### EXERCISE INSTRUCTIONS
From the data that follows, print exactly the lines starting at the one containing "6. I completely" and ending at the one containing "Simulator Screen Shot"; include both of them and nothing more.

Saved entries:
_ _ _ _ _ _ _
PR #22, opened 2021-06-27
OPTM-78 Activity data

guisedlythe:


JacobRoe (changes requested):
1. I noticed that an overflow rendering exception happens on my device because the peer id takes more horizontal screen space than is available. It might won't happen that often anymore as soon as the name is used for that but it would still be possible (e.g. a name is chosen like "The peach tree from my neighbors garden stole my iPad device"). There are several options in Flutter available to prevent an overflow from happening. The easiest one would likely be to use the `overflow` option of the `(Rich)Text`-widget. Probably in combination with a widget like `Expanded`. (`Overflow.ellipsis` would replace parts of the string that overflows with three points instead.) It also overflows when the task or list name is too long. Maybe wrapping the timestamp to the next lines or explicitly keep the timestamp on the next line.

1. Furthermore, I created a task and instantly updated it but the order in the activity log seems wrong. It tells me that I updated the task before creating it. Both have the same date and time in the activity log, so my suspicion would be that the stored timestamp either only has precision int the seconds or something in the order method went wrong.

1. One feature request I might have been is to see the exact changes of an update activity log entry (maybe at least the title of a task or list). Currently, it offers me not much insight beside that a task or list was changed. But I don't know how feasible and/or expensive it would be to implement that. (Kinda' related to the next point, I noticed.)

1. Another questions: You mentioned that you can't show which element was deleted because it doesn't contain the value information in the CRDT-tree anymore. My first thought was it should be recoverable by the previous activities (e.g. finding the created event with the same id) but then I saw you create the activity entries on the fly based on the task-related CRDT, if I'm not mistaken. Therefore, the activity log loses any previously present information of that element as soon as it is deleted. I don't know how you think about that, but I wouldn't expect that behavior as a user of the app. On the other side, it would probably take too much time now to implement it differently.

1. In general, the `TaskListService` seems to do too much stuff currently. It contains the business logic for tasks and task list, CRDT-related methods and activity generation.

1. I also think the `ActivityEntry` is not ideal in its current state. Let's assume the app later adds several more features like customizable combi-filters, tags, sub-tasks or projects (which are also all shared with other devices) and you want changes to them appear in the activity log too. With your current approach you would need to add another field for their ids, and a corresponding getter for the check which class of activity it is. I assume we would use uuid's for every activity class, meaning a single field for an id suffice. Additionally, an enum for the different activity classes. Or even just subclassing. What do you think about it?

1. You could also extract the `ActivityType` enum and the classes `ActivityRecord` and `TaskListActivity` from the `task_list_service.dart` into their own files.

1. Another point, I found several minor naming issues, although it's probably just me. Throughout the code base, we typicially used the prefix `_build*` to denote methods that build sub widgets of the whole widget. In your case you began to use `_make*` instead. The former seems more "Flutteric" to me. Plus: I think almost all method names begin with a verb but your comparison method begins with a noun (e.g. `_activityEntryCompare` -> `_compareActivityEntry`, see also [Dart Style Guide](https://dart.dev/guides/language/effective-dart/design#prefer-an-imperative-verb-phrase-for-a-function-or-method-whose-main-purpose-is-a-side-effect)). Furthermore, you used a variable named `currentPeerId`. Should it be named `currentPeerID`? (I still prefer the former version, as does the [Dart Style Guide](https://dart.dev/guides/language/effective-dart/style#do-capitalize-acronyms-and-abbreviations-longer-than-two-letters-like-words), so I wouldn't mind if you keep the name the way it is. 😂) The suffix `Str` in `_getActivityDescriptionStr` can be omitted because the return type already provides this information for us.

1. Finally, you might be able to reduce some lines in the `TaskListService` class in the lines 236, 257, 275 and 286 for the creation of `TaskActivity` because the first three parameters always seem to be the same and only the ones after that change. But that's not really a must and I don't know if it really adds any value.

Otherwise, it looks really good. Btw: Although not strictly related to this PR, I love your test utility class `DeviceTaskList` a lot. Was very helpful to reduce all the previous boilerplate code in the tests.

guisedlythe:
I implemented most of your comments:

1. I used `Flexible` in the title and origin line so that long lines will wrap to multiple lines
2. That was a bug in the activity creation. I fixed it and also added that multiple activities for the same task can be generated.
3. Currently only the title of the task or task list is shown in the activity log. We could maybe add that the task list of a task is also displayed, but that would require an additional query of the task list database, which may be introduce even more work for the device. A cool future may be that you can click the activity and get sent straight to the task/list in question, we can maybe add that later.
4. Yeah, sadly that is not possible. We would need to store the activities locally, which we decided not to do for now. We could maybe add an information button at the top that explains this to the user because I agree that it can be a little counter-intuitive.
5. I agree, but I think refactoring the whole task list service is not part of this PR. We can do a PR especially for that purpose after this one (we wanted to adhere more to the code metrics anyway).
6. I completely removed the ActivityEntry class because it was an intermediate only used for the display of the activities in the task list screen anyway. The original purpose was probably to use it for storing the activity locally on the device, but we don't have that right now. The ActivityRecord class (which is based on subclassing) is used in its stead.
7. Done. Although I used one file for all activity record types for now. We only have two types and I didn't want to clutter the folder with too many tiny files. In future refactoring we should probably create a directory for all things related to the tasks and the crdt (doing that now would touch all files that include the task list service, which are quite a lot).
8. Done (I have no idea what I was thinking tbh, and let's just not talk about the `Id` :shushing_face:)
9. I refactored the activity generation into multiple methods, it should look better now.

I just remembered that I forgot the peer ID translation again...

guisedlythe:
I just noticed that the translation to peer names depends on peer identification, which should be possible after the security PR OPTM-50 (#19). I implemented it in the activity log so that it should translate the peer IDs to peer names once peer identification works and the peer IDs are 'synced' to the internal peer info IDs.

JacobRoe:
Saw your review request. Will try to look into it again this evening.

JacobRoe (dismissed):
LGTM

Works splendidly! I didn't thoroughly review the changes again because @firstdayofjune will also look into this PR, if I'm not mistaken. But from what I skimmed through of the code looked very good.

firstdayofjune (dismissed):
Did some refactorings and changed the UI slightly, since I now realized the Icons are proposed were not exactly ideal to support the understanding 😇 
Simulator Screen Shot - iPhone 12 Pro Max - 2021-07-09 at 12 39 52

firstdayofjune:
Looks good! I adapted the UI and at the same time refactored the widget. @PitchBlackCoffee may want to take a second look at the code now. Most of it should be fine, only thing to mention is that I added a getter for the description to the ActivityRecords. It returns a String only, in order to not prevent the standalone server.

Also, one thing I noticed is an update to the task list is logged as a create action. I couldn't figure out whether it is safe to add a isRecursiveUpdate parameter to the TaskListActivityRecord. If this can easily be done, could you fix this?

Minor remark: `activity_records.dart` feels rather like a model file, than a service. Maybe move it to the model folder.

PS. Regarding the ID vs Id, you know I can read this discussion? 😉 
Still, we discussed the naming as a matter of preference. Considering the reasoning in the dart style guide, now, I agree to use `Id` instead of `ID`, though. Let's vote on this again later in our meeting.

guisedlythe:
> Also, one thing I noticed is an update to the task list is logged as a create action. I couldn't figure out whether it is safe to add a isRecursiveUpdate parameter to the TaskListActivityRecord. If this can easily be done, could you fix this?

Your wish is my command. I also discovered a small bug because of this feature that I address in #30.

> Minor remark: activity_records.dart feels rather like a model file, than a service. Maybe move it to the model folder.

The `model` folder contains only files that can be serialized to json, which does (currently) not apply to the activity records. I would prefer to keep it together with the services, but add a folder for some of the services that require multiple files. We could do that in the future refactoring after we have done most of the features that we still want to implement.

> PS. Regarding the ID vs Id, you know I can read this discussion? wink
Still, we discussed the naming as a matter of preference. Considering the reasoning in the dart style guide, now, I agree to use Id instead of ID, though. Let's vote on this again later in our meeting.

Haha, sorry for that, I wouldn't have done it if you were not also assigned to this PR. I look forward to our repeated discussion though, then we should either change everything to one style or the other. We still use a mix of both styles in our code base because we didn't update our old code after our first discussion.

firstdayofjune (approved):

firstdayofjune:
Only thing is that already created tasks appear at the top of the list after updating a task list. But I guess this would be fixed with OPTM-93? So ready for merge.

guisedlythe:
> Only thing is that already created tasks appear at the top of the list after updating a task list. But I guess this would be fixed with OPTM-93?

Exactly.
_ _ _ _ _ _ _
### RESPONSE TO THE EXERCISE
6. I completely removed the ActivityEntry class because it was an intermediate only used for the display of the activities in the task list screen anyway. The original purpose was probably to use it for storing the activity locally on the device, but we don't have that right now. The ActivityRecord class (which is based on subclassing) is used in its stead.
7. Done. Although I used one file for all activity record types for now. We only have two types and I didn't want to clutter the folder with too many tiny files. In future refactoring we should probably create a directory for all things related to the tasks and the crdt (doing that now would touch all files that include the task list service, which are quite a lot).
8. Done (I have no idea what I was thinking tbh, and let's just not talk about the `Id` :shushing_face:)
9. I refactored the activity generation into multiple methods, it should look better now.

I just remembered that I forgot the peer ID translation again...

guisedlythe:
I just noticed that the translation to peer names depends on peer identification, which should be possible after the security PR OPTM-50 (#19). I implemented it in the activity log so that it should translate the peer IDs to peer names once peer identification works and the peer IDs are 'synced' to the internal peer info IDs.

JacobRoe:
Saw your review request. Will try to look into it again this evening.

JacobRoe (dismissed):
LGTM

Works splendidly! I didn't thoroughly review the changes again because @firstdayofjune will also look into this PR, if I'm not mistaken. But from what I skimmed through of the code looked very good.

firstdayofjune (dismissed):
Did some refactorings and changed the UI slightly, since I now realized the Icons are proposed were not exactly ideal to support the understanding 😇 
Simulator Screen Shot - iPhone 12 Pro Max - 2021-07-09 at 12 39 52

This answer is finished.